(DIRECTIONS):
Please transcribe, exactly, the line that contains "Write tests please." and every line after it to the end of the records, and nothing else.

╭─ WORKING DATA

PR #2123, opened 2018-12-06
`arguments` needs to be handled for `compile_commands.json` in addition to `command`

MoZhonghua:
By [standard](https://clang.llvm.org/docs/JSONCompilationDatabase.html):

> command: The compile command executed. After JSON unescaping, this must be a valid command to rerun the exact compilation step for the translation unit in the environment the build system uses. Parameters use shell quoting and shell escaping of quotes, with ‘"’ and ‘\’ being the only special characters. Shell expansion is not supported.
arguments: The compile command executed as list of strings. __Either arguments or command is required__.

This PR will check the existence of 'arguments' and 'command' before using them. If there is no 'command' but with 'arguments', call join(item.arguments, ' ') to generate command, then follow the old code path.


autoload/ale/c.vim
```diff
@@ -174,11 +174,21 @@ function! s:GetListFromCompileCommandsFile(compile_commands_file) abort
     return []
 endfunction
 
+function! ale#c#GetCompileCommand(json_item) abort
+    if has_key(a:json_item, "command")
+        return a:json_item.command
```
RyanSquared: I think that further down the call chain, there's likely a call to `ale#Escape()` which quotes the commands used. this should be used here, as well as for each argument containing spaces in the below section - meaning manually looping instead of using the `join()` function. Additionally, somewhere, `ale#Escape()` needs to be removed.

MoZhonghua: You're right, we need to handle special characters more carefully.

[bear](https://github.com/rizsotto/Bear) will generate compile_commands.json like this:

```json
   "arguments": [
            "/usr/bin/cc",
            "-c",
            "-I/home/mozhonghua/playground/zimg/build space",
```
that is, no double quotes surrounding paths with space.

I don't have more time to fix this, maybe someone else would put more efforts on this issue?

RyanSquared: i'll look into fixing it up when i have the time, thanks for raising awareness of this issue in the first place

w0rp:
Write tests please.

autoload/ale/c.vim
RyanSquared: It looks like in the case of relative paths for the project (see line 72-80 of this file), they are escaped, but absolute paths are kept as-is. I'm not sure whether or not this is because they would already be escaped otherwise. @w0rp you might know more about this than I do.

╰─

(ANSWER BELOW):
Write tests please.

autoload/ale/c.vim
RyanSquared: It looks like in the case of relative paths for the project (see line 72-80 of this file), they are escaped, but absolute paths are kept as-is. I'm not sure whether or not this is because they would already be escaped otherwise. @w0rp you might know more about this than I do.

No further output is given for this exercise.